##### Data for this task
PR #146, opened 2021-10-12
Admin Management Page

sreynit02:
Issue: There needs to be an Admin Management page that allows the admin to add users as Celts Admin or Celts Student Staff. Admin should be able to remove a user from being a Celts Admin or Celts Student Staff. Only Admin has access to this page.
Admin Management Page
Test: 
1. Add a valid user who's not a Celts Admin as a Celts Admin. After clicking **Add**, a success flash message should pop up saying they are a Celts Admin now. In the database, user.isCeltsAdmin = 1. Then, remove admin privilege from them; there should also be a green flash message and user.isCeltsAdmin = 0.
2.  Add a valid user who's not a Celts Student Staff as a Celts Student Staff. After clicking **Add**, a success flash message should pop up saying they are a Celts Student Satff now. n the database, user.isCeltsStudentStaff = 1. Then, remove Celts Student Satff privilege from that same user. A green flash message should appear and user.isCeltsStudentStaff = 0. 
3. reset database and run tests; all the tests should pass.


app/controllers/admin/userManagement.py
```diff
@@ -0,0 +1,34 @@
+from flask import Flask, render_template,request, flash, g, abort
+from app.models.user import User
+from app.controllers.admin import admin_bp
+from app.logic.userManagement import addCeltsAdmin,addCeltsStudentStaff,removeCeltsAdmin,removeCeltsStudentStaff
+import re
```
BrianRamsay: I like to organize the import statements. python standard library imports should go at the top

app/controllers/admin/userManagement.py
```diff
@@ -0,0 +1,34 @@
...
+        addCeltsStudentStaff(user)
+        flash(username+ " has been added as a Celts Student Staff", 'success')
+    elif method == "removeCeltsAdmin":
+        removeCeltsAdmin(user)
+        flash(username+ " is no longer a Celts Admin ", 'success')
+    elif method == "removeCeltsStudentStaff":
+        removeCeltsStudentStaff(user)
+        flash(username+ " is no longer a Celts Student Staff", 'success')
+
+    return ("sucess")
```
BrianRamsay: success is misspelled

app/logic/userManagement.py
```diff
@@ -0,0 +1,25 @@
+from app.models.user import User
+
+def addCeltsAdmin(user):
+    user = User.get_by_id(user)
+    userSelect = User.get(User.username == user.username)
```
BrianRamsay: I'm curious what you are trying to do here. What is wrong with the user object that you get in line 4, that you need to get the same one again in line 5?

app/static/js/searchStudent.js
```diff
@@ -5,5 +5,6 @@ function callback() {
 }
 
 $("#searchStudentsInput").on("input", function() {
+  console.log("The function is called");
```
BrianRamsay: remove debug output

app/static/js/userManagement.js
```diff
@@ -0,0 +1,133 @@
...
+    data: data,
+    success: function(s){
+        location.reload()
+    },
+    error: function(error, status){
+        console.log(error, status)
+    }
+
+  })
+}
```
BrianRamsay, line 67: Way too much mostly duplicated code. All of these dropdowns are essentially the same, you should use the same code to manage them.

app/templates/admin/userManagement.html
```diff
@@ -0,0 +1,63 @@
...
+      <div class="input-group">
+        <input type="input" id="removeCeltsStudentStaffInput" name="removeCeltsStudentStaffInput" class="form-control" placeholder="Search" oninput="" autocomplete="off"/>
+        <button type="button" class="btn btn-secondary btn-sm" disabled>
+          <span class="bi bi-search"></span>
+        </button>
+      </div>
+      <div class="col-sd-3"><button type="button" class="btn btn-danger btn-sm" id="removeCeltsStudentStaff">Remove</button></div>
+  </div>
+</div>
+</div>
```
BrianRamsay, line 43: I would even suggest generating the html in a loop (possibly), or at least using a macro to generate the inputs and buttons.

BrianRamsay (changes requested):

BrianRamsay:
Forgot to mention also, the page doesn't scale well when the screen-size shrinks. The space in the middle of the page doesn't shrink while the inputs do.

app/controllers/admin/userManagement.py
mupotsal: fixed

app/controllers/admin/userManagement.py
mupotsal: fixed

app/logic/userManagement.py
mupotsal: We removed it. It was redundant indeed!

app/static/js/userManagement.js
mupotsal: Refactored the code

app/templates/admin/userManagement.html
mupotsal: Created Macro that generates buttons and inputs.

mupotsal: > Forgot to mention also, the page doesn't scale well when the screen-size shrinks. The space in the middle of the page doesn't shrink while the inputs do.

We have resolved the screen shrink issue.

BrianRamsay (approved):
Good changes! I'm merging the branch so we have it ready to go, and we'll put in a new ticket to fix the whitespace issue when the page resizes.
##########
**Work required**. When the word "well" appears in a line of the listing, pull that line out.

**Solution below**.
Forgot to mention also, the page doesn't scale well when the screen-size shrinks. The space in the middle of the page doesn't shrink while the inputs do.
mupotsal: > Forgot to mention also, the page doesn't scale well when the screen-size shrinks. The space in the middle of the page doesn't shrink while the inputs do.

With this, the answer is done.